PR #1033, opened 2023-05-18
Enforce C# compiler version to 7.3

scottmerchant:
Calamari is build with .Net Framework 4.0 and 4.5.2 as well as .Net 6.0.

On Mac and linux this translates to only building with .Net 6.0 which is fine except that Rider just then uses the latest compatible C# compiler version which is higher than what is compatible with .Net Framework.

This change enforces the compiler version to 7.3 so that it doesn't trip people up who are developing for Calamari on a Mac.

You can see [here](https://learn.microsoft.com/en-us/dotnet/csharp/language-reference/configure-language-version#defaults) that all .Net framework versions max out at v7.3 but .Net 6 uses c# 10.

### DIFF
--- a/source/Calamari.Tests/KubernetesFixtures/KubernetesContextScriptWrapperLiveFixtureAks.cs
+++ b/source/Calamari.Tests/KubernetesFixtures/KubernetesContextScriptWrapperLiveFixtureAks.cs
@@ -184,7 +184,7 @@ namespace Calamari.Tests.KubernetesFixtures
                 { "awsAssumeRole", bool.FalseString }
             };
 
-            if (scope.HealthCheckContainer is not null)
+            if (scope.HealthCheckContainer != null)
             {
                 serviceMessageProperties.Add("healthCheckContainerImageFeedIdOrName", scope.HealthCheckContainer.FeedIdOrName);
                 serviceMessageProperties.Add("healthCheckContainerImage", scope.HealthCheckContainer.ImageNameAndTag);
--- a/source/Directory.Build.props
+++ b/source/Directory.Build.props
@@ -1,0 +1,5 @@
+<Project>
+ <PropertyGroup>
+   <LangVersion>7.3</LangVersion>
+ </PropertyGroup>
+</Project>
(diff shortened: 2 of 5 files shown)


source/Directory.Build.props
```diff
@@ -0,0 +1,5 @@
+<Project>
+ <PropertyGroup>
+   <LangVersion>7.3</LangVersion>
```
scottmerchant, line 3: This sets the version for all projects which don't set their own version.

YihaoOct: I do remember having syntax errors building against .net 4.0 despite I set the language version to 7.3. 
I guess in the documentation, by saying All .Net Framework uses default version of 7.3, they only included the supported versions of .net framework, which are 4.8 and 4.6(?). .net 4.0 is simply ignored because it was deprecated 8 year ago: https://devblogs.microsoft.com/dotnet/support-ending-for-the-net-framework-4-4-5-and-4-5-1/. It is understandable they don't include this version in "All".

Still, this is a good step forward, at least we have fewer syntax errors! Thank you

scottmerchant: Ah damn, that's a good point. Yeah It might be "good enough" until we update to latest .net framework version anyway. One day we'll get this solution to .net 6 😅

source/Calamari.Tests/KubernetesFixtures/KubernetesContextScriptWrapperLiveFixtureAks.cs
```diff
@@ -184,7 +184,7 @@ public void DiscoverKubernetesClusterWithAzureServicePrincipalAccount(bool setHe
                 { "awsAssumeRole", bool.FalseString }
             };
 
-            if (scope.HealthCheckContainer is not null)
+            if (scope.HealthCheckContainer != null)
```
scottmerchant, line 187: Turns out this was the only issue keeping Calamari.Tests from being set to C# version 7.3 so I've just updated it to use the older style of null check.

scottmerchant: Rider doesn't like when you change compiler versions for projects as it will show errors where there are none until you delete the bin and obj folders for that project and rebuild.

YihaoOct (approved):
LGTM

PR #1034, opened 2023-05-18
Reverse the script wrapper order

YihaoOct:
## Issue

When deploying to EKS, a customer saw an exception thrown, complaining `KUBECONFIG` variable added twice to a Dictionary.

Octopus K8S Object Status Error

## Reason

This issue was related to https://github.com/OctopusDeploy/Calamari/pull/1011 which we put in earlier in order to fix the bug where the `KUBECONFIG` variable isn't set for kubernetes resource status check. It turns out that fix wasn't a proper one, but rather shadows the actual underlying problem.

The actual cause is that the resource status check wrapper runs BEFORE the kubernetes context wrapper. The order did not matter because the first thing the resource status check wrapper does is to invoke the next wrapper.

However, the resource status check wrapper actually need access the environment variables set by the kubernetes context wrapper, which includes `KUBECONFIG`. When the resource status check wrapper runs first, these variables are not populated yet, causing errors connecting to remote kubernetes clusters.

In #1011 we duplicated the variable setup code, so we were able to use the correct kubeconfig file to authenticate. For local and Azure clusters this worked fine without errors. This is because the  resource status check wrapper is the first in the chain, and here the `environmentVars` variable is `null`. This is passed to the next wrapper, which is the kubernetes context wrapper. Because in both wrappers this parameter was `null`, they created separate Dictionary instances and added their variables. There's no clashes.

However when the status check runs on AWS, the AWS script wrapper was added before these. In the AWS script wrapper, the `environmentVars` have been set to a non-null value. Therefore, when this value is passed to the resource status check wrapper and then the kubernetes context wrapper, they are using the same Dictionary instance, and both will attempt to add the same key `KUBECONFIG`, causing an exception.

## Fix

The proper fix for this is to swap the order of status check wrapper and kubernetes context wrapper. Then we don't need to set up those variables for a second time.

### Before

Screenshot 2023-05-19 at 3 31 01 PM
Screenshot 2023-05-19 at 3 36 04 PM

### After

Screenshot 2023-05-19 at 3 21 19 PM

### DIFF
--- a/source/Calamari/Kubernetes/KubernetesContextScriptWrapper.cs
+++ b/source/Calamari/Kubernetes/KubernetesContextScriptWrapper.cs
@@ -48,6 +48,11 @@ namespace Calamari.Kubernetes
         {
             var workingDirectory = Path.GetDirectoryName(script.File);
 
+            if (environmentVars == null)
+            {
+                environmentVars = new Dictionary<string, string>();
+            }
+            
             var setupKubectlAuthentication = new SetupKubectlAuthentication(variables,
                                                                             log,
                                                                             scriptSyntax,
--- a/source/Calamari/Kubernetes/KubernetesContextScriptWrapper.cs
+++ b/source/Calamari/Kubernetes/KubernetesContextScriptWrapper.cs
@@ -48,11 +48,6 @@ namespace Calamari.Kubernetes
         {
             var workingDirectory = Path.GetDirectoryName(script.File);
 
-            if (environmentVars == null)
-            {
-                environmentVars = new Dictionary<string, string>();
-            }
-            
             var setupKubectlAuthentication = new SetupKubectlAuthentication(variables,
                                                                             log,
                                                                             scriptSyntax,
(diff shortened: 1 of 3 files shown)


scottmerchant (approved):
LGTM.

The script wrapper setup is pretty fragile in general but some of this will end up becoming defunct when we move to using Kubernetes Commands instead. Once that transition is complete we can remove the Kubernetes Context and Status Check script wrappers completely, which will remove this issue all together. For now I think this is good 👍

source/Calamari/Kubernetes/KubernetesContextScriptWrapper.cs
```diff
@@ -48,11 +48,6 @@ public bool IsEnabled(ScriptSyntax syntax)
         {
             var workingDirectory = Path.GetDirectoryName(script.File);
 
-            if (environmentVars == null)
```
johnsimons, line 51: Why remove this?

johnsimons (approved):

source/Calamari/Kubernetes/KubernetesContextScriptWrapper.cs
YihaoOct: Damn, I removed it from the wrong wrapper. Thanks for spotting this!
══════════════════════════════
# What the exercise asks:
What is the number of lines in the records that hold "language"? Give the number by itself.

# Result:
2